■ Exercise
From the records below, set down exactly the lines starting with the line that contains "- removing creation" and going on through the line that contains "of a contact". Nothing else is wanted.

■ Dataset excerpts
★ ★ ★ ★ ★
Issue #175, opened 2020-05-04
Add check box to selected images


Davidezrajay:
When an image is selected we should add a check box to it as per the designs. 
 Desired state:
![Screenshot_20200504-111305](https://user-images.githubusercontent.com/25363572/81005199-09901780-8dfa-11ea-926b-547b980c60bc.png)

nmcharlton:
Mind if I take this one?
Can you point me at some sample data to populate the admin panel?
Is there a full set of design material, including style guidance?

dadiorchen:
Hi, @nmcharlton that's great you can deal with this one. Please first install the dev env locally then you can find there are some data in it already. 
We are using MaterialUI, so you need to follow the rule of them.

nmcharlton:
Thanks @dadiorchen.
To get things going I needed to change `variables.js` to point at my local API container as well as adding a valid `treetracker.datasource.json`. I'm using [a version I found on Slack](https://greenstand.slack.com/files/U73TYBBAB/FL2U6N7QE/treetracker.datasource.json) - is this an appropriate data source for development?

nmcharlton:
Are the checkboxes just intended a visual cue to indicate that an image is selected (so can be hidden when not selected) or should a user be able to toggle individual checkboxes as a means of selecting/deselecting images?

nmcharlton:
> Are the checkboxes just intended a visual cue to indicate that an image is selected (so can be hidden when not selected) or should a user be able to toggle individual checkboxes as a means of selecting/deselecting images?

Is this the sort of behaviour expected from this interaction?

![OneDrive_multi-select](https://user-images.githubusercontent.com/5558838/81827819-0c44e800-9531-11ea-8871-709b97e22e28.gif)

dadiorchen:
@nmcharlton Hey, you are right, it's reasonable, just show the checkbox when selected. 

> Thanks @dadiorchen.
> To get things going I needed to change `variables.js` to point at my local API container as well as adding a valid `treetracker.datasource.json`. I'm using [a version I found on Slack](https://greenstand.slack.com/files/U73TYBBAB/FL2U6N7QE/treetracker.datasource.json) - is this an appropriate data source for development?

Yes, it is.

dadiorchen:
Why do you need to change variable to run it? I thought we can use it directly? Whan kind of problem you met?

nmcharlton:
[...]

PR #187, opened 2020-05-14
Added check marks to selected images

nmcharlton:
Fixes Issue #175 

Since no checkbox functionality is required, only the display of check marks, there is no need for an interactive checkbox component.


nmcharlton:
Screenshot:
checked_selection

dadiorchen:
Great job!

PR #1095, opened 2017-12-18
Reconciliation as app

teneightfive:
This work refactors the listing view used for the reconciliation flow into its own app.

The research behind this is that the current journeys are slightly confusing as they jump between existing edit screens and new listing. The hierarchy also reflected in the breadcrumb isn't what is
desired for these journeys either.

This work creates a more intuitive and self-contained path for users within the reconciliation flow.

### Reconciliation listing view
image

### Reconciling a payment view
image

### Reconciled payment confirmation view
localhost_3001_omis_f804c606-fcf7-4eb7-bdd4-14fe7ecb7406_payment-receipt

### Reconciliation listing view
image

### Reconciling a payment view
image

### Reconciled payment confirmation view
localhost_3001_omis_reconciliation_f804c606-fcf7-4eb7-bdd4-14fe7ecb7406_payment-receipt


src/apps/middleware.js
```diff
@@ -13,6 +13,11 @@ function setHomeBreadcrumb (name) {
   }
 }
 
+function removeBreadcrumb (req, res, next) {
```
ztolley: Feels like an odd place to put this. Reason?

teneightfive: It's a simple middleware to allow you to remove a breadcrumb item at that point.

I call it before calling middleware and controllers that set subsequent breadcrumb items.

I went around a few different solutions to this but there may still be a better one if you spot it :)

Basically the alternative was to move the reconciliation app out to the top level but that felt stranger.

ztolley: Feels odd to set a breadcrumb as part of the logic executed in a regular piece of middleware or controller, but have a middleware just to remove breadcrumb. I can see that it works, just.. felt odd.

As for other places, is there a place where you would say `if x = y then removeBreadcrumb` or conditionally set the breadcrumb in the first place? Are there two routes to the same controller, in which one route needs a breadcrumb and another doesn't?

PR #1096, opened 2017-12-18
DH-1328 active event options

ztolley:
Set active options for event edit form.

Also discovered that don't need to set the `currentValue` parameter when calling getActiveOptions, as the option will be available because it was available at the creation time.

Will go back and modify company and contact to match.

### DIFF
--- a/src/apps/events/controllers/edit.js
+++ b/src/apps/events/controllers/edit.js
@@ -11,7 +11,10 @@ const { transformObjectToOption } = require('../../transformers')
 
 async function getEditOptions (token, createdOn, currentAdviser) {
   const advisers = await getAdvisers(token)
-  const activeAdvisers = filterActiveAdvisers({ advisers: advisers.results, includeAdviser: currentAdviser })
+  const activeAdvisers = filterActiveAdvisers({
+    advisers: advisers.results,
+    includeAdviser: currentAdviser,
+  })
 
   return {
     advisers: activeAdvisers.map(transformObjectToOption),
--- a/src/apps/events/controllers/edit.js
+++ b/src/apps/events/controllers/edit.js
@@ -6,23 +6,40 @@ const { transformEventResponseToFormBody } = require('../transformers')
 const { buildFormWithStateAndErrors } = require('../../builders')
 const { getAdvisers } = require('../../adviser/repos')
 const { filterActiveAdvisers } = require('../../adviser/filters')
+const { getOptions } = require('../../../lib/options')
+const { transformObjectToOption } = require('../../transformers')
+
+async function getEditOptions (token, createdOn, currentAdviser) {
+  const advisers = await getAdvisers(token)
+  const activeAdvisers = filterActiveAdvisers({ advisers: advisers.results, includeAdviser: currentAdviser })
+
+  return {
+    advisers: activeAdvisers.map(transformObjectToOption),
+    eventTypes: await getOptions(token, 'event-type', { createdOn }),
+    locationTypes: await getOptions(token, 'location-type', { createdOn }),
+    countries: await getOptions(token, 'country', { createdOn }),
+    teams: await getOptions(token, 'team', { createdOn }),
+    services: await getOptions(token, 'service', { createdOn }),
+    programmes: await getOptions(token, 'programme', { createdOn }),
+    ukRegions: await getOptions(token, 'uk-region', { createdOn }),
+  }
+}
 
 async function renderEditPage (req, res, next) {
   try {
     const eventData = transformEventResponseToFormBody(res.locals.event)
-
-    const currentAdviser = get(eventData, 'organiser.id')
-    const advisers = await getAdvisers(req.session.token)
-    const activeAdvisers = filterActiveAdvisers({ advisers: advisers.results, includeAdviser: currentAdviser })
 
     const eventId = get(eventData, 'id', '')
     const eventName = get(eventData, 'name')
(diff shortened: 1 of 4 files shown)


src/apps/events/controllers/edit.js
```diff
@@ -6,23 +6,40 @@ const { transformEventResponseToFormBody } = require('../transformers')
...
-    const advisers = await getAdvisers(req.session.token)
-    const activeAdvisers = filterActiveAdvisers({ advisers: advisers.results, includeAdviser: currentAdviser })
-
     const eventId = get(eventData, 'id', '')
     const eventName = get(eventData, 'name')
     const lead_team = eventData.lead_team || get(req, 'session.user.dit_team.id')
     const mergedData = pickBy(merge({}, eventData, { lead_team }, res.locals.requestBody))
 
+    const currentAdviser = get(eventData, 'organiser.id')
+    const options = await getEditOptions(req.session.token, mergedData.created_on, currentAdviser)
```
feedmypixel: So I haven't had 👀  on this `getOptions` work but it looks like you have nested `try/catch`. You have one here in the `renderEditPage` method but you also have a `try/catch` in the [getOptions](https://github.com/uktrade/data-hub-frontend/blob/b6b0b87d72cd0e8e695fe06dba2b143144d5a9fe/src/lib/options.js#L8-L20) method. 

Is this intended? feels like you don't need both and I would air towards not having one in the `getOptions` method.

src/apps/events/controllers/edit.js
```diff
@@ -6,23 +6,40 @@ const { transformEventResponseToFormBody } = require('../transformers')
...
+
+  return {
+    advisers: activeAdvisers.map(transformObjectToOption),
+    eventTypes: await getOptions(token, 'event-type', { createdOn }),
+    locationTypes: await getOptions(token, 'location-type', { createdOn }),
+    countries: await getOptions(token, 'country', { createdOn }),
+    teams: await getOptions(token, 'team', { createdOn }),
+    services: await getOptions(token, 'service', { createdOn }),
+    programmes: await getOptions(token, 'programme', { createdOn }),
+    ukRegions: await getOptions(token, 'uk-region', { createdOn }),
```
feedmypixel: is `getOptions` the right name to be used here? is this not just `getMetaData` or `getData` (bit rubbish that one)

src/apps/events/controllers/edit.js
```diff
@@ -6,23 +6,40 @@ const { transformEventResponseToFormBody } = require('../transformers')
 const { buildFormWithStateAndErrors } = require('../../builders')
 const { getAdvisers } = require('../../adviser/repos')
 const { filterActiveAdvisers } = require('../../adviser/filters')
+const { getOptions } = require('../../../lib/options')
+const { transformObjectToOption } = require('../../transformers')
+
+async function getEditOptions (token, createdOn, currentAdviser) {
+  const advisers = await getAdvisers(token)
+  const activeAdvisers = filterActiveAdvisers({ advisers: advisers.results, includeAdviser: currentAdviser })
```
feedmypixel: would this read better on separate lines?

test/unit/apps/events/controllers/edit.test.js
```diff
@@ -47,17 +88,30 @@ describe('Event edit controller', () => {
...
+        .get('/metadata/country/')
+        .reply(200, metadataMock.countryOptions)
+        .get('/metadata/team/')
+        .reply(200, metadataMock.teamOptions)
+        .get('/metadata/service/')
+        .reply(200, metadataMock.serviceOptions)
+        .get('/metadata/programme/')
+        .reply(200, metadataMock.programmeOptions)
+        .get('/metadata/uk-region/')
+        .reply(200, metadataMock.regionOptions)
```
feedmypixel: this is pure showing off 😉

test/unit/apps/events/controllers/edit.test.js
```diff
@@ -205,10 +349,10 @@ describe('Event edit controller', () => {
     })
   })
 
-  function getOrganiserFieldOptions (res) {
+  function getFormFieldOptions (res, fieldName) {
```
feedmypixel: can this sit at the top rather than the bottom of the file?

src/apps/events/controllers/edit.js
ztolley: It's not meta data and it's getting option data. It's ONLY used to get options for forms. Dom had the same question a few PR's back but couldn't think of a better name.

test/unit/apps/events/controllers/edit.test.js
ztolley: 💯

src/apps/events/controllers/edit.js
ztolley: Hmm was advised to add the try catch BUT you make a good point, the try catch should only be in the middleware or the controller, not something else.

test/unit/apps/events/controllers/edit.test.js
ztolley: will do

src/apps/events/controllers/edit.js
ztolley: Actually, the try-catch was there so that getting options doesn't break the whole page, but then again maybe it should as it could cause invalid data to be saved.

feedmypixel: To me it feels like there should only be a `try/catch` at the top level. 

> getting options doesn't break the whole page
It has potential for not letting you progress so in my mind that breaks the page

PR #1098, opened 2017-12-19
Optimise acceptance tests

yeahfro:
Changes to acceptance tests, as follows:
- removing creation of company where it is not required, favouring reusing the company fixture
- consolidation of steps
- removing anything that is redundant

### DIFF
--- a/test/acceptance/features/audit/contact.feature
+++ b/test/acceptance/features/audit/contact.feature
@@ -48,11 +48,11 @@ Feature: View Audit history of a contact
     Then a primary contact is added
     When I submit the form
     Then I see the success message
-    When I search for the contact
+    When I search for the created contact
     And the Contacts search tab is clicked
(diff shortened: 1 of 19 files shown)


yeahfro:
@ztolley I think what you are referring to is leaky tests and this was what @feedmypixel and I were agonising over. I feel like the ideal would be to treat each test in isolation by creating new entities for every scenario. The issue we are having is that tests are becoming a bottle neck because of performance.

This started out as an experiment and the performance gains are very good.

When we are testing the creation of companies and some collection actions we need to create new companies. As another example, when we are testing contacts which hang off companies then it is okay to reuse a company fixture.

ztolley:
It's a shame you can't create a company for a feature file, but yeah the performance gain is substantial compared to the job of creating a company for each run... 

The alternative would be to create the company via an API call instead of manually through the screens.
★ ★ ★ ★ ★
■ The completed task
- removing creation of company where it is not required, favouring reusing the company fixture
- consolidation of steps
- removing anything that is redundant

### DIFF
--- a/test/acceptance/features/audit/contact.feature
+++ b/test/acceptance/features/audit/contact.feature
@@ -48,11 +48,11 @@ Feature: View Audit history of a contact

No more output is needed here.